### How to complete this task
Pull each line holding the word "HandshakeManager" from the data.

### Stored data
▬▬▬▬▬▬

PR #246, opened 2020-06-26
trigger handshakes when lighthouse reply arrives

wadey:
Currently, we wait until the next timer tick to act on the lighthouse's
reply to our HostQuery. This means we can easily add hundreds of
milliseconds of unnecessary delay to the handshake. To fix this, we
can introduce a channel to trigger an outbound handshake without waiting
for the next timer tick.

A few samples of cold ping time between two hosts that require a
lighthouse lookup:

    before (v1.2.0):

    time=156 ms
    time=252 ms
    time=12.6 ms
    time=301 ms
    time=352 ms
    time=49.4 ms
    time=150 ms
    time=13.5 ms
    time=8.24 ms
    time=161 ms
    time=355 ms

    after:

    time=3.53 ms
    time=3.14 ms
    time=3.08 ms
    time=3.92 ms
    time=7.78 ms
    time=3.59 ms
    time=3.07 ms
    time=3.22 ms
    time=3.12 ms
    time=3.08 ms
    time=8.04 ms

I recommend reviewing this PR by looking at each commit individually, as
some refactoring was required that makes the diff a bit confusing when
combined together.

### DIFF
--- a/handshake_manager.go
+++ b/handshake_manager.go
@@ -200,6 +200,15 @@ func (c *HandshakeManager) AddVpnIP(vpnIP uint32) *HostInfo {
 	// We lock here and use an array to insert items to prevent locking the
 	// main receive thread for very long by waiting to add items to the pending map
 	c.OutboundHandshakeTimer.Add(vpnIP, c.config.tryInterval)
+
+	// If this is a static host, we don't need to wait for the HostQueryReply
+	// We can trigger the handshake right now
+	if _, ok := c.lightHouse.staticList[vpnIP]; ok {
+		select {
+		case c.trigger <- vpnIP:
+		default:
+		}
+	}
 	return hostinfo
 }
 
--- a/handshake_manager.go
+++ b/handshake_manager.go
@@ -16,21 +16,24 @@ const (
 	DefaultHandshakeTryInterval = time.Millisecond * 100
 	DefaultHandshakeRetries     = 20
 	// DefaultHandshakeWaitRotation is the number of handshake attempts to do before starting to use other ips addresses
-	DefaultHandshakeWaitRotation = 5
+	DefaultHandshakeWaitRotation  = 5
+	DefaultHandshakeTriggerBuffer = 64
 )
 
 var (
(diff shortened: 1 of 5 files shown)


lighthouse.go
```diff
@@ -358,6 +361,13 @@ func (lh *LightHouse) HandleRequest(rAddr *udpAddr, vpnIp uint32, p []byte, c *c
 			ans := NewUDPAddr(a.Ip, uint16(a.Port))
 			lh.AddRemote(n.Details.VpnIp, ans, false)
 		}
+		if lh.handshakeTrigger != nil {
```
nbrownus, line 364: Would be nice to fix tests to avoid this nil check in production

wadey: fixed in latest commit (this was actually unnecessary, a non-blocking send to a nil channel just skips the send).

I also added a test.

handshake_manager.go
```diff
@@ -80,69 +94,86 @@ func (c *HandshakeManager) NextOutboundHandshakeTimerTick(now time.Time, f EncWr
...
+			// We continue to query the lighthouse because hosts may
+			// come online during handshake retries. If the query
+			// succeeds (no error), add the lighthouse info to hostinfo
+			ips := c.lightHouse.QueryCache(vpnIP)
+			// If we have no responses yet, or only one IP (the host hadn't
+			// finished reporting its own IPs yet), then send another query to
+			// the LH.
+			if len(ips) <= 1 {
+				ips, err = c.lightHouse.Query(vpnIP, f)
+			}
```
forfuncsake, line 124: Is there a scenario where a host may have multiple IPs in the cache when we get here, but they're all stale (e.g. a mid-handshake roam)? If so, could this change cause the handshake to be eternally stuck in this state?

wadey: This code block only every runs when remote == nil, which only happens if there was no cache available in previous runs (once any ip is available, a remote will be selected). So this change here won't change current behavior here except to stop sending an extra lighthouse query that we won't use the response from.

PR #249, opened 2020-07-01
Fix up the tun for android

nbrownus:
This adds a new tun file for android, very similar to linux but we take care of `Activate` before `nebula` boots.

### DIFF
--- a/tun_android.go
+++ b/tun_android.go
@@ -1,0 +1,69 @@
+package nebula
+
+import (
+	"fmt"
+	"io"
+	"net"
+	"os"
+
+	"golang.org/x/sys/unix"
+)
+
+type Tun struct {
+	io.ReadWriteCloser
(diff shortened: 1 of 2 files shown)


tun_android.go
```diff
@@ -0,0 +1,69 @@
...
+		}
+
+		if n == 0 {
+			return io.ErrUnexpectedEOF
+		}
+	}
+}
+
+func (c Tun) Activate() error {
+	c.Device = "android"
```
wadey, line 67: Why set this here instead of on line 30?

nbrownus: To give the function something to do. I am very indifferent about where to place this but it felt inline with other `Activate`s where the device name is learned.

Technically, we can set the name on android but it's a fairly useless thing to do IMO, everything else is established beforehand.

▬▬▬▬▬▬

### Finished exercise
@@ -200,6 +200,15 @@ func (c *HandshakeManager) AddVpnIP(vpnIP uint32) *HostInfo {
@@ -80,69 +94,86 @@ func (c *HandshakeManager) NextOutboundHandshakeTimerTick(now time.Time, f EncWr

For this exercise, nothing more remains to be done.